_Supplied records:_
PR #147, opened 2024-01-16
Table fix

ciaranschutte:
- custom TD and TH
- sorting
- sticky cell
related uikit PR https://github.com/icgc-argo/uikit/pull/141


src/app/(post-login)/submission/program/[shortName]/clinical-data/ClinicalEntityDataTable.tsx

_Work instructions:_ The entire listing has to be written out again exactly.

_Reply to the exercise:_
PR #147, opened 2024-01-16
Table fix

ciaranschutte:
- custom TD and TH
- sorting
- sticky cell
related uikit PR https://github.com/icgc-argo/uikit/pull/141


src/app/(post-login)/submission/program/[shortName]/clinical-data/ClinicalEntityDataTable.tsx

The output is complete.